Effect of Shocks on Mixing and Thrust in ...

The flow in the divergent part of a highly over-expanded nozzle suffers strong instability due to formation of shock waves which causes mixing enhancement in the flow and destabilizes the shear layer adjacent to it. The code FLUENT has been used to simulate the flow of two different viscous fluids (air and hydrogen) through five different Convergent-Divergent (C-D) nozzles of varying area ratio and exit angles. 2-D steady state RANS equation has been simulated for both inviscid and viscous flow. SSTKW (Shear Stress Transport k-ω) turbulence model has been invoked to capture the viscous flow phenomena efficiently. The converged solution shows basic viscous flow phenomenon like lambda shock for NPR≥1.32, asymmetric lambda shock for NPR≥1.40 and flow separation for NPR≥1.32. In addition, turbulent kinetic energy increases sharply with the shock and asymmetric flow separation. Separated flow reattaches at the smaller leg of the lambda shock.

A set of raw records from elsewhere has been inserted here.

Issue #355, opened 2017-01-13
use gene panel data to calculate percentages in Mutations and CNA table


jjgao:
https://github.com/cBioPortal/cbioportal/issues/2063

PR #361, opened 2017-02-06
Fix issue #355

yichaoS:
https://github.com/cBioPortal/iViz/issues/355
Include gene panel info when calculating alteration rate in Mut & CNA tables

### DIFF
--- a/app/scripts/model/dataProxy.js
+++ b/app/scripts/model/dataProxy.js
@@ -853,6 +853,7 @@ window.DataManagerForIviz = (function($, _) {
       cancerStudyIds: [],
       mutationProfileIdsMap: {},
       cnaProfileIdsMap: {},
+      panelSampleMap: {},
       portalUrl: _portalUrl,
       studyCasesMap: _study_cases_map,
       initialSetup: initialSetup,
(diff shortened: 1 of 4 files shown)


app/scripts/model/dataProxy.js
```diff
@@ -1279,6 +1280,83 @@ window.DataManagerForIviz = (function($, _) {
...
           this.getSampleClinicalData(attribute_ids);
+      },
+      getAllGenePanelSampleIds: window.cbio.util.makeCachedPromiseFunction(
+        function (self, fetch_promise) {
+          var _map = {};
+          $.ajax({
+            type: "GET",
+            url: window.cbioURL + "api-legacy/genepanel/data",
+            contentType: "application/json",
+            data: ["profile_id=genie_public_mutations", "genes="].join("&")
```
kalletlak: is profile_id hard coded?

app/scripts/views/components/dataTable/tableViewTemplate.js
```diff
@@ -196,11 +197,16 @@
       callbacks.submitClick = this.submitClick;
       _self.chartInst = new iViz.view.component.TableView();
       _self.chartInst.setDownloadDataTypes(['tsv']);
-      if (this.isMutatedGeneCna) {
-        $.when(iViz.getTableData(_self.attributes.attr_id))
-          .then(this.processTableData);
+      if (_self.isMutatedGeneCna) {
+        $.when(iViz.getTableData(_self.attributes.attr_id)).then(function(_tableData) {
+          $.when(window.iviz.datamanager.getGenePanelMap(_tableData)).then(function (_genePanelMap) {
```
kalletlak: is _tableData used in getGenePanelMap function?

kalletlak (approved):

app/scripts/model/dataProxy.js
```diff
@@ -1279,6 +1280,94 @@ window.DataManagerForIviz = (function($, _) {
...
+        function (self, fetch_promise) {
+          var _map = {};
+          var asyncAjaxCalls = [];
+          var responses = [];
+          _.each(self.getCancerStudyIds(), function(_studyId) {
+            asyncAjaxCalls.push(
+              $.ajax({
+                url: window.cbioURL + 'api-legacy/genepanel/data',
+                contentType: "application/json",
+                data: ["profile_id=" + _studyId + "_mutations", "genes="].join("&"),
```
kalletlak, line 1294: I think gene list is mandatory for api-legacy/genepanel/data' api. If no gene is passed then the response would be an empty list(object)

yichaoS: I talked to Zack about it. It is better to do it this way instead of passing 600+ genes into it. And the API should be designed to return all gene panels under this study when no genes were specified. I think a legit fix here is asking Zack (who wrote this API) to accept request with no "genes" parameter

PR #368, opened 2017-02-15
Fix minor issues

kalletlak:
- Fix https://github.com/cBioPortal/cbioportal/issues/2096
- Fix selected samples/patients issue
- Fix dc charts groups sync issue

### DIFF
--- a/app/scripts/views/mainTemplate.js
+++ b/app/scripts/views/mainTemplate.js
@@ -197,9 +197,6 @@
         var _resultCounterSelectedCases =
           iViz.util.intersection(_mappedCounterSelectedCases,
             _counterSelectedCasesByFilters);
-        var _resultSelectedCases =
-          iViz.util.idMapping(iViz.getCasesMap(_counterCaseType),
-            _resultCounterSelectedCases);
         var _casesSync = iViz.util.idMapping(iViz.getCasesMap(_counterCaseType),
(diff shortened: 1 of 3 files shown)


app/scripts/views/mainTemplate.js
```diff
@@ -207,7 +209,7 @@
           self_.samplesync = _counterCasesSync;
           if (self_.hasfilters) {
             self_.selectedsamples = _resultCounterSelectedCases;
-            self_.selectedpatients = _resultSelectedCases;
+            self_.selectedpatients = _selectedCasesByFilters;
```
zhx828, line 209: In this case, _resultSelectedCases will never be used. Should we also remove related code?

app/scripts/vueCore.js
```diff
@@ -139,7 +139,7 @@
               self_.checkForDropDownCharts();
               _.every(self_.groups, function(group) {
                 if (group.type === attrData.group_type) {
-                  if (group.attributes.length < 31) {
+                  if (group.attributes.length < 30) {
```
zhx828, line 142: Any reason changed to 30?

kalletlak: dc filtering is not when there are more than one patient or sample groups if it 31. with 30 its working fine

zhx828 (approved):

PR #404, opened 2017-03-07
Fix width issue for long description

kalletlak:


app/scripts/views/components/vc/editableFieldComponent.js
```diff
@@ -6,7 +6,7 @@
     template: '<div v-if="edit"><div v-if="type==\'text\'"><input' +
     ' type="text" v-model="name" placeholder="My Virtual' +
     ' Study"/></div><div v-if="type==\'textarea\'"><textarea rows="4"' +
-    ' cols="50" v-model="name"></textarea></div></div><div' +
+    ' cols="50" v-model="name"></textarea></div></div><div style="white-space:normal !important;"' +
```
yichaoS: Could you update this to "pre-line" instead?

yichaoS: .modal-xlg {
 width: 100% !important;
}
in _modal.scss

PR #408, opened 2017-03-09
Show CANCER_TYPE or CANCER_TYPE_DETAILS first for mskimpact_heme

zhx828:


zhx828:
Waiting approval from JJ.

zhx828:
We want to prioritize CANCER_TYPE and CANCER_TYPE_DETAILS for mskimpact_heme.
JJ and I tried to remove the hard coded restriction on these two attributes and always show them as the first and second chart, but in some studies, the layout is not desirable. We probably need to think about how to do a better layout. But now, just add one more support for mskimpact_heme.

n1zea144:
Thanks.  Responding to your last comment - there are other analysis platforms that will be coming out of the clinical bioinformatics pipeline that will result in other mixed MSK studies in which we will probably want to do the same thing.

yichaoS (approved):

zhx828:
@n1zea144 I've sent a pull request to portal hotfix branch https://github.com/cBioPortal/cbioportal/pull/2192. In the future, could you let me know if we have new studies need similar setting? I need to find a better way handling this issue. :) Thanks!

PR #453, opened 2017-04-07
added back the missing part that is in portal already but not here

yichaoS:


app/scripts/session/sessionUtil.js
```diff
@@ -52,9 +52,19 @@
       _virtualCohort.created = new Date().getTime();
       if (name) {
         _virtualCohort.studyName = name;
+      } else {
+        _virtualCohort.studyName = "Custom Cohort (" + new Date().toISOString().replace(/T/, ' ') + ")";
```
zhx828: Are you planning to move this into a util in another pull request?

zhx828 (approved):

PR #454, opened 2017-04-10
Exclude iViz as dependency of dataProxy; No update on uninitiated tables;

zhx828:


app/scripts/views/components/dataTable/tableView.js
```diff
@@ -100,43 +100,47 @@
...
-                selectedMap_[category].push(caseId);
-                break;
-            }
-            if (isMutatedGeneCna) {
-              _.each(tempData_, function(geneIndex) {
-                if (selectedMap_[geneIndex] === undefined) {
-                  selectedMap_[geneIndex] = {};
-                  if (includeMutationCount) {
-                    selectedMap_[geneIndex].num_muts = 1;
+            if (_.isNumber(caseIndex_)) {
```
kalletlak, line 103: Any specific reason for this check?

zhx828: Originally I thought `caseId` should always have a `caseIndex`, but for some studies (maybe because the data is not curated correctly at server-side), this is incorrect. I saw this issue while testing some other fixes. `caseIndex` may be `undefined`

kalletlak (approved):

yichaoS (approved):

PR #471, opened 2017-04-24
Handle invalid bar chart data

zhx828:
Invalid bar chart will show an error message.
screen shot 2017-04-24 at 6 37 36 pm

### DIFF
--- a/app/scripts/views/components/barChart/barChartTemplate.js
+++ b/app/scripts/views/components/barChart/barChartTemplate.js
@@ -9,14 +9,16 @@
     ':data-number="attributes.priority" @mouseenter="mouseEnter" ' +
     '@mouseleave="mouseLeave">' +
     '<chart-operations :show-log-scale="settings.showLogScale"' +
-    ':show-operations="showOperations" :groupid="attributes.group_id" ' +
+    ':show-operations="showOperations && !failedToInit" :groupid="attributes.group_id" ' +
     ':show-survival-icon.sync="showSurvivalIcon"' +
     ':reset-btn-id="resetBtnId" :chart-ctrl="barChart" ' +
     ':chart-id="chartId" :show-log-scale="showLogScale" ' +
     ':attributes="attributes"' +
     ':filters.sync="attributes.filter"></chart-operations>' +
     '<div class="dc-chart dc-bar-chart" align="center" ' +
-    'style="float:none !important;" id={{chartId}} ></div>' +
+    'style="float:none !important;" id={{chartId}} >' +
+    '<error-handle v-if="failedToInit"></error-handle>' +
+    '</div>' +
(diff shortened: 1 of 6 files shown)


app/scripts/views/components/barChart/barChartTemplate.js
```diff
@@ -201,9 +202,15 @@
       if (((this.data.max - this.data.min) > 1000) && (this.data.min > 1)) {
         this.settings.showLogScale = true;
       }
-      this.initChart(this.settings.showLogScale);
-      this.updateShowSurvivalIcon();
```
yichaoS: Why line 205 is gone?

zhx828: Thanks! Just added back.

yichaoS (approved):

app/scripts/views/components/barChart/barChartTemplate.js
```diff
@@ -201,9 +202,16 @@
...
-      this.$dispatch('data-loaded', this.attributes.group_id, this.chartDivId);
+      
+      if (isNaN(this.data.min) || isNaN(this.data.max)) {
```
kalletlak: Is there a possible for this condition. I think all `NaN` are filtered in while finding extremes(`var findExtremeResult = cbio.util.findExtremes(this.data.meta);`). If its a `NaN` shoudn't it throw an error at line 202?

zhx828: Actually, it won't. NaN can be calculated so that's why when `findExtremes ` returns [NaN, NaN, NaN] the line 202 doesn't throw an exception. But you do have a good point, I should check NaN before line 202

app/scripts/views/components/barChart/barChartTemplate.js
```diff
@@ -188,22 +190,38 @@
 
       this.data.meta = _.map(_.filter(_.pluck(
         iViz.getGroupNdx(this.opts.groupid), this.opts.attrId), function(d) {
+        if (typeof d === 'undefined' || d === 'na' || d === '' ||
```
kalletlak, line 193: could you add a comment of why you are doing such filtering

app/scripts/views/components/barChart/barChartTemplate.js
```diff
@@ -188,22 +190,38 @@
...
+          d === 'NaN' || d == null) {
+          d = 'NA';
+        }
         return d !== 'NA';
       }), function(d) {
+        var number = parseFloat(d);
+        if (isNaN(number)) {
+          _dataIssue = true;
+        }
```
kalletlak: return could be `number` instead of `parseFloat(d)`

kalletlak (approved):

PR #495, opened 2017-05-10
Allow TSV download for scatter plot

zhx828:


app/scripts/views/components/scatterPlot/scatterPlot.js
```diff
@@ -165,9 +185,39 @@
...
+      } else if (fileType === 'tsv') {
+        initTsvDownloadData();
       }
     };
 
+    function initTsvDownloadData() {
+      var _title = opts_.title || 'Mutation Count vs. CNA';
+      var _data = ['Patient ID', 'Sample ID', 'Mutation Count', 'CNA'];
+
+      if (groups_.length > 1) {
```
kalletlak: Instead of `Group` why not we specify it as `Selected` and values as `0/1 or true/false`

kalletlak: and why not add it by default, I mean for any number of groups?

kalletlak (changes requested):

app/scripts/views/components/scatterPlot/scatterPlot.js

However, it continues to be separated till the exit at the larger leg side of the lambda shock for NPR≥1.65 (for nozzles with αe>0°). Mixing efficiency at the exit of the nozzle rises with increase in NPR for NPR≤1.72. But this increase in mixing efficiency could not continue for higher NPRs. The thrust for computed viscous predictions decreases with NPR upto NPR=1.8 and then starts increasing. The computed results are generally in trends with the experiments as far as shock; in addition, aftershock and mixing are concerned.